# [Your goal]
Each line containing the word "What" must be copied from the material below.

# [Dataset records]
Issue #7907, opened 2025-03-05
Support deep-linking to child resources in CosmosDB, EventHubs, ServiceBus and Storage


eerhardt:
The next step after [EventHubs, ServiceBus, and CosmosDB Hosting integrations should create Resources for children (dotnet/aspire#7407)](https://github.com/dotnet/aspire/issues/7407) is that we should support "deep linking" to the child resources and have corresponding client integration APIs for adding the child directly.

For example, in CosmosDB:

AppHost
```C#
var cosmos = builder.AddAzureCosmosDB("cosmos")
                .RunAsPreviewEmulator(e => e.WithDataExplorer());

var db = cosmos.AddCosmosDatabase("db");
var entries = db.AddContainer("entries", "/id");

builder.AddProject<Projects.CosmosEndToEnd_ApiService>("api")
       .WithExternalHttpEndpoints()
       .WithReference(cosmos) // adds 'cosmos' connection string pointing to root service
       .WithReference(db) // adds 'db' connection string pointing to the root service + ";Database=db"
       .WithReference(entries); // adds 'entries' connection string pointing to the root service + ";Database=db" + ";Container=entries"
```

Then on the app side, we should have corresponding APIs for directly referencing these children:
```C#
builder.AddAzureCosmosClient("cosmos"); // exists today
builder.AddAzureCosmosDatabaseClient("db"); // new, registers a Microsoft.Azure.Cosmos.Database in DI
builder.AddAzureCosmosContainerClient("entries"); // new, registers a Microsoft.Azure.Cosmos.Container in DI
```

On CosmosDB EF, this will simply the existing code:

```C#
builder.AddCosmosDbContext<TestCosmosContext>("cosmos", "db"); // today
builder.AddCosmosDbContext<TestCosmosContext>("db"); // new - gets all connection information from the 'db' connection string
```

**QUESTION**: What happens if you `AddCosmosDbContext` to a "container"? Today AFAIK EF defaults to using the DbContext TypeName as the container name. Maybe we can change that to the specified container if you deep-link to that container.

We should do similar APIs for EventHubs and ServiceBus as well, where it makes sense.

We should also remember to update the Azure Functions config support as well.

### Resource Types Requiring Support

- [x] CosmosDB
- [x] Service Bus
- [x] EventHubs
- [ ] Azure Storage
- [x] OpenAI https://github.com/dotnet/aspire/pull/6577
- [x] Azure WebPubSub Hub

eerhardt:
[...]

PR #8068, opened 2025-03-14
Support CosmosDB child resources in client integration

captainsafia:
Contributes towards https://github.com/dotnet/aspire/issues/7907.

Note: this doesn't include support for setting the container on the DbContext for Cosmos. Apparently, in addition to setting it on a per-entity basis in the `OnModelCreating` method, you can configure an [IModelInitializedConvention](https://learn.microsoft.com/en-us/dotnet/api/microsoft.entityframeworkcore.metadata.conventions.imodelinitializedconvention?view=efcore-9.0) that will run implicitl when models are created. However, EF Core only respects these conventions when they are added to its internal service provider and that requires some additional code. I opted not to include this in the initial PR.

### DIFF
--- a/playground/CosmosEndToEnd/CosmosEndToEnd.AppHost/Program.cs
+++ b/playground/CosmosEndToEnd/CosmosEndToEnd.AppHost/Program.cs
@@ -13,9 +13,8 @@ var container = db.AddContainer("entries", "/id");
 
 builder.AddProject<Projects.CosmosEndToEnd_ApiService>("api")
        .WithExternalHttpEndpoints()
-       .WithReference(cosmos).WaitFor(cosmos)
-       .WithReference(db)
-       .WithReference(container);
+       .WithReference(db).WaitFor(db)
+       .WithReference(container).WaitFor(container);
 
 #if !SKIP_DASHBOARD_REFERENCE
 // This project is only added in playground projects to support development/debugging
--- a/playground/CosmosEndToEnd/CosmosEndToEnd.AppHost/Program.cs
+++ b/playground/CosmosEndToEnd/CosmosEndToEnd.AppHost/Program.cs
@@ -9,11 +9,13 @@ var cosmos = builder.AddAzureCosmosDB("cosmos")
                 .RunAsPreviewEmulator(e => e.WithDataExplorer());
 
 var db = cosmos.AddCosmosDatabase("db");
-db.AddContainer("entries", "/id");
+var container = db.AddContainer("entries", "/id");
 
 builder.AddProject<Projects.CosmosEndToEnd_ApiService>("api")
        .WithExternalHttpEndpoints()
-       .WithReference(cosmos).WaitFor(cosmos);
+       .WithReference(cosmos).WaitFor(cosmos)
+       .WithReference(db)
+       .WithReference(container);
 
 #if !SKIP_DASHBOARD_REFERENCE
 // This project is only added in playground projects to support development/debugging
--- a/src/Aspire.Hosting.Azure.CosmosDB/AzureCosmosDBContainerResource.cs
+++ b/src/Aspire.Hosting.Azure.CosmosDB/AzureCosmosDBContainerResource.cs
@@ -38,8 +38,17 @@ public class AzureCosmosDBContainerResource(string name, string containerName, s
     public ReferenceExpression ConnectionStringExpression => ReferenceExpression.Create($"{Parent.ConnectionStringExpression};Container={ContainerName}");
 
     // ensure Azure Functions projects can WithReference a CosmosDB database container
-    void IResourceWithAzureFunctionsConfig.ApplyAzureFunctionsConfiguration(IDictionary<string, object> target, string connectionName) =>
-        ((IResourceWithAzureFunctionsConfig)Parent).ApplyAzureFunctionsConfiguration(target, connectionName);
+    void IResourceWithAzureFunctionsConfig.ApplyAzureFunctionsConfiguration(IDictionary<string, object> target, string connectionName)
+    {
+        if (Parent.Parent.IsEmulator || Parent.Parent.UseAccessKeyAuthentication)
+        {
+            Parent.Parent.SetConnectionString(target, connectionName, ConnectionStringExpression);
+        }
+        else
+        {
+            Parent.Parent.SetAccountEndpoint(target, connectionName, ConnectionStringExpression);
+        }
+    }
 
     private static string ThrowIfNullOrEmpty([NotNull] string? argument, [CallerArgumentExpression(nameof(argument))] string? paramName = null)
     {
--- a/src/Aspire.Hosting.Azure.CosmosDB/AzureCosmosDBContainerResource.cs
+++ b/src/Aspire.Hosting.Azure.CosmosDB/AzureCosmosDBContainerResource.cs
@@ -50,6 +50,10 @@ public class AzureCosmosDBContainerResource(string name, string containerName, s
         else
         {
             Parent.Parent.SetAccountEndpoint(target, connectionName, ConnectionStringExpression);
+            target[$"Aspire__Microsoft__EntityFrameworkCore__Cosmos__{connectionName}__DatabaseName"] = Parent.DatabaseName;
+            target[$"Aspire__Microsoft__Azure__Cosmos__{connectionName}__DatabaseName"] = Parent.DatabaseName;
+            target[$"Aspire__Microsoft__EntityFrameworkCore__Cosmos__{connectionName}__ContainerName"] = ContainerName;
+            target[$"Aspire__Microsoft__Azure__Cosmos__{connectionName}__ContainerName"] = ContainerName;
         }
     }
 
--- a/src/Aspire.Hosting.Azure.CosmosDB/AzureCosmosDBContainerResource.cs
+++ b/src/Aspire.Hosting.Azure.CosmosDB/AzureCosmosDBContainerResource.cs
@@ -36,9 +36,7 @@ public class AzureCosmosDBContainerResource(string name, string containerName, s
     /// Gets the connection string expression for the Azure Cosmos DB Database Container.
     /// </summary>
     public ReferenceExpression ConnectionStringExpression =>
-        Parent.Parent.IsEmulator || Parent.Parent.UseAccessKeyAuthentication
-            ? ReferenceExpression.Create($"{Parent.ConnectionStringExpression};Container={ContainerName}")
-            : Parent.Parent.ConnectionStringExpression;
+        ReferenceExpression.Create($"{Parent.ConnectionStringExpression};Container={ContainerName}");
 
     // ensure Azure Functions projects can WithReference a CosmosDB database container
     void IResourceWithAzureFunctionsConfig.ApplyAzureFunctionsConfiguration(IDictionary<string, object> target, string connectionName)
--- a/src/Aspire.Hosting.Azure.CosmosDB/AzureCosmosDBContainerResource.cs
+++ b/src/Aspire.Hosting.Azure.CosmosDB/AzureCosmosDBContainerResource.cs
@@ -35,7 +35,10 @@ public class AzureCosmosDBContainerResource(string name, string containerName, s
     /// <summary>
     /// Gets the connection string expression for the Azure Cosmos DB Database Container.
     /// </summary>
-    public ReferenceExpression ConnectionStringExpression => ReferenceExpression.Create($"{Parent.ConnectionStringExpression};Container={ContainerName}");
+    public ReferenceExpression ConnectionStringExpression =>
+        Parent.Parent.IsEmulator || Parent.Parent.UseAccessKeyAuthentication
+            ? ReferenceExpression.Create($"{Parent.ConnectionStringExpression};Container={ContainerName}")
+            : Parent.Parent.ConnectionStringExpression;
 
     // ensure Azure Functions projects can WithReference a CosmosDB database container
     void IResourceWithAzureFunctionsConfig.ApplyAzureFunctionsConfiguration(IDictionary<string, object> target, string connectionName)
--- a/src/Aspire.Hosting.Azure.CosmosDB/AzureCosmosDBContainerResource.cs
+++ b/src/Aspire.Hosting.Azure.CosmosDB/AzureCosmosDBContainerResource.cs
@@ -35,7 +35,7 @@ public class AzureCosmosDBContainerResource(string name, string containerName, s
     /// <summary>
     /// Gets the connection string expression for the Azure Cosmos DB Database Container.
     /// </summary>
-    public ReferenceExpression ConnectionStringExpression => Parent.ConnectionStringExpression;
+    public ReferenceExpression ConnectionStringExpression => ReferenceExpression.Create($"{Parent.ConnectionStringExpression};Container={ContainerName}");
 
     // ensure Azure Functions projects can WithReference a CosmosDB database container
     void IResourceWithAzureFunctionsConfig.ApplyAzureFunctionsConfiguration(IDictionary<string, object> target, string connectionName) =>
--- a/src/Aspire.Hosting.Azure.CosmosDB/AzureCosmosDBContainerResource.cs
+++ b/src/Aspire.Hosting.Azure.CosmosDB/AzureCosmosDBContainerResource.cs
@@ -47,7 +47,7 @@ public class AzureCosmosDBContainerResource(string name, string containerName, s
         }
         else
         {
-            Parent.Parent.SetAccountEndpoint(target, connectionName, ConnectionStringExpression);
+            Parent.Parent.SetAccountEndpoint(target, connectionName);
             target[$"Aspire__Microsoft__EntityFrameworkCore__Cosmos__{connectionName}__DatabaseName"] = Parent.DatabaseName;
             target[$"Aspire__Microsoft__Azure__Cosmos__{connectionName}__DatabaseName"] = Parent.DatabaseName;
             target[$"Aspire__Microsoft__EntityFrameworkCore__Cosmos__{connectionName}__ContainerName"] = ContainerName;
--- a/src/Aspire.Hosting.Azure.CosmosDB/AzureCosmosDBDatabaseResource.cs
+++ b/src/Aspire.Hosting.Azure.CosmosDB/AzureCosmosDBDatabaseResource.cs
@@ -35,7 +35,7 @@ public class AzureCosmosDBDatabaseResource(string name, string databaseName, Azu
     /// <summary>
     /// Gets the connection string expression for the Azure Cosmos DB database.
     /// </summary>
-    public ReferenceExpression ConnectionStringExpression => Parent.ConnectionStringExpression;
+    public ReferenceExpression ConnectionStringExpression => ReferenceExpression.Create($"{Parent.ConnectionStringExpression};Database={DatabaseName}");
 
     // ensure Azure Functions projects can WithReference a CosmosDB database
     void IResourceWithAzureFunctionsConfig.ApplyAzureFunctionsConfiguration(IDictionary<string, object> target, string connectionName) =>
--- a/src/Aspire.Hosting.Azure.CosmosDB/AzureCosmosDBDatabaseResource.cs
+++ b/src/Aspire.Hosting.Azure.CosmosDB/AzureCosmosDBDatabaseResource.cs
@@ -35,7 +35,10 @@ public class AzureCosmosDBDatabaseResource(string name, string databaseName, Azu
     /// <summary>
     /// Gets the connection string expression for the Azure Cosmos DB database.
     /// </summary>
-    public ReferenceExpression ConnectionStringExpression => ReferenceExpression.Create($"{Parent.ConnectionStringExpression};Database={DatabaseName}");
+    public ReferenceExpression ConnectionStringExpression =>
+        Parent.IsEmulator || Parent.UseAccessKeyAuthentication
+            ? ReferenceExpression.Create($"{Parent.ConnectionStringExpression};Database={DatabaseName}")
+            : Parent.ConnectionStringExpression;
 
     // ensure Azure Functions projects can WithReference a CosmosDB database
     void IResourceWithAzureFunctionsConfig.ApplyAzureFunctionsConfiguration(IDictionary<string, object> target, string connectionName)
--- a/src/Aspire.Hosting.Azure.CosmosDB/AzureCosmosDBDatabaseResource.cs
+++ b/src/Aspire.Hosting.Azure.CosmosDB/AzureCosmosDBDatabaseResource.cs
@@ -38,7 +38,7 @@ public class AzureCosmosDBDatabaseResource(string name, string databaseName, Azu
     public ReferenceExpression ConnectionStringExpression =>
         Parent.IsEmulator || Parent.UseAccessKeyAuthentication
             ? ReferenceExpression.Create($"{Parent.ConnectionStringExpression};Database={DatabaseName}")
-            : Parent.ConnectionStringExpression;
+            : ReferenceExpression.Create($"AccountEndpoint={Parent.ConnectionStringExpression};Database={DatabaseName}");
 
     // ensure Azure Functions projects can WithReference a CosmosDB database
     void IResourceWithAzureFunctionsConfig.ApplyAzureFunctionsConfiguration(IDictionary<string, object> target, string connectionName)
--- a/src/Aspire.Hosting.Azure.CosmosDB/AzureCosmosDBDatabaseResource.cs
+++ b/src/Aspire.Hosting.Azure.CosmosDB/AzureCosmosDBDatabaseResource.cs
@@ -50,6 +50,8 @@ public class AzureCosmosDBDatabaseResource(string name, string databaseName, Azu
         else
         {
             Parent.SetAccountEndpoint(target, connectionName, ConnectionStringExpression);
+            target[$"Aspire__Microsoft__EntityFrameworkCore__Cosmos__{connectionName}__DatabaseName"] = DatabaseName;
+            target[$"Aspire__Microsoft__Azure__Cosmos__{connectionName}__DatabaseName"] = DatabaseName;
         }
     }
 
--- a/src/Aspire.Hosting.Azure.CosmosDB/AzureCosmosDBDatabaseResource.cs
+++ b/src/Aspire.Hosting.Azure.CosmosDB/AzureCosmosDBDatabaseResource.cs
@@ -49,7 +49,7 @@ public class AzureCosmosDBDatabaseResource(string name, string databaseName, Azu
         }
         else
         {
-            Parent.SetAccountEndpoint(target, connectionName, ConnectionStringExpression);
+            Parent.SetAccountEndpoint(target, connectionName);
             target[$"Aspire__Microsoft__EntityFrameworkCore__Cosmos__{connectionName}__DatabaseName"] = DatabaseName;
             target[$"Aspire__Microsoft__Azure__Cosmos__{connectionName}__DatabaseName"] = DatabaseName;
         }
--- a/src/Aspire.Hosting.Azure.CosmosDB/AzureCosmosDBDatabaseResource.cs
+++ b/src/Aspire.Hosting.Azure.CosmosDB/AzureCosmosDBDatabaseResource.cs
@@ -38,8 +38,17 @@ public class AzureCosmosDBDatabaseResource(string name, string databaseName, Azu
     public ReferenceExpression ConnectionStringExpression => ReferenceExpression.Create($"{Parent.ConnectionStringExpression};Database={DatabaseName}");
 
     // ensure Azure Functions projects can WithReference a CosmosDB database
-    void IResourceWithAzureFunctionsConfig.ApplyAzureFunctionsConfiguration(IDictionary<string, object> target, string connectionName) =>
-        ((IResourceWithAzureFunctionsConfig)Parent).ApplyAzureFunctionsConfiguration(target, connectionName);
+    void IResourceWithAzureFunctionsConfig.ApplyAzureFunctionsConfiguration(IDictionary<string, object> target, string connectionName)
+    {
+        if (Parent.IsEmulator || Parent.UseAccessKeyAuthentication)
+        {
+            Parent.SetConnectionString(target, connectionName, ConnectionStringExpression);
+        }
+        else
+        {
+            Parent.SetAccountEndpoint(target, connectionName, ConnectionStringExpression);
+        }
+    }
 
     private static string ThrowIfNullOrEmpty([NotNull] string? argument, [CallerArgumentExpression(nameof(argument))] string? paramName = null)
     {
--- a/src/Aspire.Hosting.Azure.CosmosDB/AzureCosmosDBResource.cs
+++ b/src/Aspire.Hosting.Azure.CosmosDB/AzureCosmosDBResource.cs
@@ -78,7 +78,7 @@ public class AzureCosmosDBResource(string name, Action<AzureResourceInfrastructu
         }
         else
         {
-            SetAccountEndpoint(target, connectionName, ConnectionStringExpression);
+            SetAccountEndpoint(target, connectionName);
         }
     }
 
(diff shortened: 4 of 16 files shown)


src/Components/Aspire.Microsoft.EntityFrameworkCore.Cosmos/AspireAzureEFCoreCosmosExtensions.cs
```diff
@@ -23,6 +23,47 @@ public static class AspireAzureEFCoreCosmosExtensions
...
+                    connectionName,
+                    cosmosConnectionInfo.DatabaseName,
+                    configureSettings,
+                    configureDbContextOptions);
+            }
+            else
+            {
+                throw new InvalidOperationException(
+                  "A DbContext could not be configured with this AddCosmosDbContext overload. "
+                  + $"Ensure the connection string '{connectionName}' contains a database name or use the overload that takes a database name as a parameter. ");
```
danmoseley, line 62: will this potentially contain passwords? afaik we don't want them in exception messages..

davidfowl: This is the name, not the value.

danmoseley: I shouldn't review on my phone :)

src/Components/Aspire.Microsoft.Azure.Cosmos/AspireMicrosoftAzureCosmosExtensions.cs
```diff
@@ -36,6 +36,42 @@ public static void AddAzureCosmosClient(
...
+    /// <param name="configureClientOptions">An optional method that can be used for customizing the <see cref="CosmosClientOptions"/>.</param>
+    /// <remarks>Reads the configuration from "Aspire:Microsoft:Azure:Cosmos" section.</remarks>
+    /// <exception cref="InvalidOperationException">If required ConnectionString is not provided in configuration section</exception>
+    public static void AddAzureCosmosDatabase(
+        this IHostApplicationBuilder builder,
+        string connectionName,
+        Action<MicrosoftAzureCosmosSettings>? configureSettings = null,
+        Action<CosmosClientOptions>? configureClientOptions = null)
+    {
+        AddAzureCosmosClient(builder, configureSettings, configureClientOptions, connectionName, serviceKey: null);
```
eerhardt, line 54: How does this know to add the `Database` as a DI service? What's the difference between this and `AddAzureCosmosClient`?

From looking at the code, it appears to be based on the connection string and not which API was called.

src/Components/Aspire.Microsoft.Azure.Cosmos/AspireMicrosoftAzureCosmosExtensions.cs
```diff
@@ -119,10 +197,46 @@ private static void AddAzureCosmosClient(
...
+            // Configure database and container services if specified
+            if (!string.IsNullOrEmpty(databaseName) && string.IsNullOrEmpty(containerName))
+            {
+                builder.Services.AddSingleton(sp =>
+                {
+                    var client = sp.GetRequiredService<CosmosClient>();
+                    return client.GetDatabase(databaseName);
+                });
+
+            }
```
eerhardt, line 209: Should the `Database` be added when both it and the container are specified?

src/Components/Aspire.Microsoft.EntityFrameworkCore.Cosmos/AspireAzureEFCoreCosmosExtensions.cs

# [Task answer]
**QUESTION**: What happens if you `AddCosmosDbContext` to a "container"? Today AFAIK EF defaults to using the DbContext TypeName as the container name. Maybe we can change that to the specified container if you deep-link to that container.
eerhardt, line 54: How does this know to add the `Database` as a DI service? What's the difference between this and `AddAzureCosmosClient`?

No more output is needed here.